- [Stored data]
::::::::

PR #11126, opened 2025-09-09
add support for reading typst pagebreak

### LINKED ISSUE #11101: Parse `#pagebreak()` in Typst
**Explain the problem.**

`pagebreak.typ`:
```typ
First Page
#pagebreak()
Second Page

```

Running: `pandoc pagebreak.typ -f typst -t pdf -s -o pagebreak.pdf`

The output is missing the page break in PDF. docx also doesn't show it but pandoc to docx [isn't supporting pagebreaks by default](https://github.com/pandoc-ext/pagebreak).

I would expect the content after the `#pagebreak()` to start on a new page.

Related typst docs: https://typst.app/docs/reference/layout/pagebreak/

Note: Typst supports two parameters:
```
pagebreak(
weak: bool, to: none | str,
) -> content 
```
However, for a first version it would probably be fine to ignore those options and give a warning if they're seen.

**Pandoc version?** MacOS and commit: `22ff5a8909dc8ce4f9d8a7dbdb97dcd657f9ebb0`

RayBB:
Closes #11101

### DIFF
--- a/src/Text/Pandoc/Readers/Typst.hs
+++ b/src/Text/Pandoc/Readers/Typst.hs
@@ -396,6 +396,7 @@ blockHandlers = M.fromList
       getField "body" fields >>= pWithContents pBlocks)
   ,("pad", \_ _ fields ->  -- ignore paddingy
       getField "body" fields >>= pWithContents pBlocks)
+  ,("pagebreak", \_ _ _ -> pure $ B.divWith ("", ["pagebreak"], []) B.horizontalRule)
   ]
 
 inlineHandlers :: PandocMonad m =>
--- a/src/Text/Pandoc/Readers/Typst.hs
+++ b/src/Text/Pandoc/Readers/Typst.hs
@@ -396,7 +396,7 @@ blockHandlers = M.fromList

::::::::

- [Work instructions]
Check the data for the word "blockHandlers" and pull out the lines that have it.

- [Task solution]
@@ -396,6 +396,7 @@ blockHandlers = M.fromList
@@ -396,7 +396,7 @@ blockHandlers = M.fromList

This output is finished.